The moment Navan took the stasis device out from under me, I’d have a couple of minutes until my bodily functions returned. I could feel him doing it as Mort started to push the gurney forward again, which meant we’d have to act fast. It wasn’t as though I could hold my breath and fool the rebel leader that way, if he came snooping around again. Besides, as soon as I got up and ran for the escape pod, the jig would most definitely be up.
“Hold up there, shifter!” Aurelius’s bark cut through the air again, just as we’d begun to move off.
“Yes, Chief?” Mort was as cool as a cucumber, his voice giving nothing away.
“There’s one more thing,” he purred, sending a shiver down my spine. “What’s the bag for?”
“Bag?”
Aurelius chuckled coldly. “Yes, that bag you’re carrying on your shoulder—what is it for?”

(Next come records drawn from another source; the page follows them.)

PR #261, opened 2017-10-05
T19395

joaquimrocha:
https://phabricator.endlessm.com/T19395

### DIFF
--- a/plugins/eos/gs-plugin-eos.c
+++ b/plugins/eos/gs-plugin-eos.c
@@ -1379,3 +1379,56 @@ gs_plugin_add_updates (GsPlugin *plugin,
 	 * this will still work correctly */
 	return add_updates (plugin, list, cancellable, error);
 }
+
+gboolean
+gs_plugin_add_popular (GsPlugin *plugin,
+		       GsAppList *list,
+		       GCancellable *cancellable,
+		       GError **error)
+{
+	g_autoptr(AsProfileTask) ptask = NULL;
+	GsAppList *new_list = NULL;
+	const gchar *popular_apps[] = {"com.google.Chrome.desktop",
+				       "com.spotify.Client.desktop",
+				       "com.transmissionbt.Transmission.desktop",
+				       "com.valvesoftware.Steam.desktop",
+				       "libreoffice-calc.desktop",
+				       "libreoffice-impress.desktop",
+				       "libreoffice-writer.desktop",
+				       "net.gcompris.Gcompris.desktop",
+				       "net.minetest.Minetest.desktop",
+				       "net.sourceforge.Audacity.desktop",
+				       "org.debian.alioth.tux4kids.Tuxmath.desktop",
+				       "org.gimp.Gimp.desktop",
+				       "org.inkscape.Inkscape.desktop",
+				       "org.mozilla.Firefox.desktop",
+				       "org.tuxpaint.Tuxpaint.desktop",
+				       "org.videolan.VLC.desktop",
+				       "simple-scan.desktop",
+				       NULL};
+
+	ptask = as_profile_start_literal (gs_plugin_get_profile (plugin),
+					  "eos::add-popular");
+
+	new_list = gs_app_list_new ();
+
+	/* add the hardcoded list of popular apps */
+	for (guint i = 0; popular_apps[i] != NULL; ++i) {
+		g_autoptr(GsApp) app = gs_app_new (popular_apps[i]);
+		gs_app_add_quirk (app, AS_APP_QUIRK_MATCH_ANY_PREFIX);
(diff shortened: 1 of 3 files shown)


plugins/eos/gs-plugin-eos.c
```diff
@@ -1374,3 +1374,56 @@ gs_plugin_add_updates (GsPlugin *plugin,
...
+				       "com.spotify.Client.desktop",
+				       "com.transmissionbt.Transmission.desktop",
+				       "com.valvesoftware.Steam.desktop",
+				       "libreoffice-calc.desktop",
+				       "libreoffice-impress.desktop",
+				       "libreoffice-writer.desktop",
+				       "net.minetest.Minetest.desktop",
+				       "net.sourceforge.Audacity.desktop",
+				       "org.debian.alioth.tux4kids.Tuxmath.desktop",
+				       "org.gnome.GIMP.desktop",
```
rshuler: Wrong desktop name: should be org.gimp.Gimp.desktop (note both gimp vs. gnome and capitalization of Gimp)

plugins/eos/gs-plugin-eos.c
```diff
@@ -1374,3 +1374,56 @@ gs_plugin_add_updates (GsPlugin *plugin,
...
+				       "org.inkscape.Inkscape.desktop",
+				       "org.mozilla.Firefox.desktop",
+				       "org.pitivi.Pitivi.desktop",
```
rshuler: I think we should not feature pitivi until we are configured to use the upstream version, as our version is a bit broken right now.

plugins/eos/gs-plugin-eos.c
```diff
@@ -1374,3 +1374,56 @@ gs_plugin_add_updates (GsPlugin *plugin,
...
+
+	ptask = as_profile_start_literal (gs_plugin_get_profile (plugin),
+					  "eos::add-popular");
+
+	new_list = gs_app_list_new ();
+
+	/* add the hardcoded list of popular apps */
+	for (guint i = 0; popular_apps[i] != NULL; ++i) {
+		g_autoptr(GsApp) app = gs_app_new (popular_apps[i]);
+		gs_app_add_quirk (app, AS_APP_QUIRK_MATCH_ANY_PREFIX);
```
rshuler: What is the purpose of this quirk?  Would it be obvious to most developers, or should we add a comment?

plugins/eos/gs-plugin-eos.c
```diff
@@ -1374,3 +1374,56 @@ gs_plugin_add_updates (GsPlugin *plugin,
...
+				       "net.sourceforge.Audacity.desktop",
+				       "org.debian.alioth.tux4kids.Tuxmath.desktop",
+				       "org.gnome.GIMP.desktop",
+				       "org.inkscape.Inkscape.desktop",
+				       "org.mozilla.Firefox.desktop",
+				       "org.pitivi.Pitivi.desktop",
+				       "org.tuxpaint.Tuxpaint.desktop",
+				       "org.videolan.VLC.desktop",
+				       "simple-scan.desktop",
+				       NULL};
```
rshuler: Missing from the list: net.gcompris.Gcompris

plugins/eos/gs-plugin-eos.c
joaquimrocha: Thanks.

plugins/eos/gs-plugin-eos.c
joaquimrocha: App IDs are composed of semantically different parts: scope (system/user), bundle type (package/flatpak/snap), etc.
Since we just set up the simple ID in the app, this quirk makes sure that the app will match e.g. all org.gimp.GNOME.desktop apps. In the context of GNOME Software and AppStream-glib it's not very complicated, so I don't think we need a comment for this (otherwise we'll fill the code with such comments).

plugins/eos/gs-plugin-eos.c
```diff
@@ -1374,3 +1374,56 @@ gs_plugin_add_updates (GsPlugin *plugin,
...
+				       "com.transmissionbt.Transmission.desktop",
+				       "com.valvesoftware.Steam.desktop",
+				       "libreoffice-calc.desktop",
+				       "libreoffice-impress.desktop",
+				       "libreoffice-writer.desktop",
+				       "net.gcompris.Gcompris.desktop",
+				       "net.minetest.Minetest.desktop",
+				       "net.sourceforge.Audacity.desktop",
+				       "org.debian.alioth.tux4kids.Tuxmath.desktop",
+				       "org.gimp.GIMP.desktop",
```
rshuler: Still has the wrong capitalization.  Should be "org.gimp.Gimp.desktop"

“Oh, this? Nothing, just some of Riley’s clothes and stuff, to chuck into the incinerator along with her. I thought it best to burn it, in case there was some sort of disease lurking,” Mort replied, but the lies were wearing thin.
The truth was, the large bag was filled to the brim with sweetblood vials for Nova, plus a stolen comm device for long-range transmissions.
“Let me see,” Aurelius demanded.
“It’s just a bunch of bloodied clothes. You don’t need to see that,” Mort replied.
“Let. Me. See.”
Mort sighed. “You asked for it.”
With the sheet no longer covering my face, I opened my eyes in time to see Mort swing the bag around as hard as he could, smacking Aurelius in the side of the head, the clatter of vials jangling within. I hoped they were sturdy enough to withstand the impact, but I knew Mort wouldn’t have risked Nova’s food source unless he was sure the vials would survive in one piece. After that, everything became a blur. Mort took off down the hallway, pushing the gurney along at full pelt, while Navan sprinted alongside, clutching Nova tight to his chest.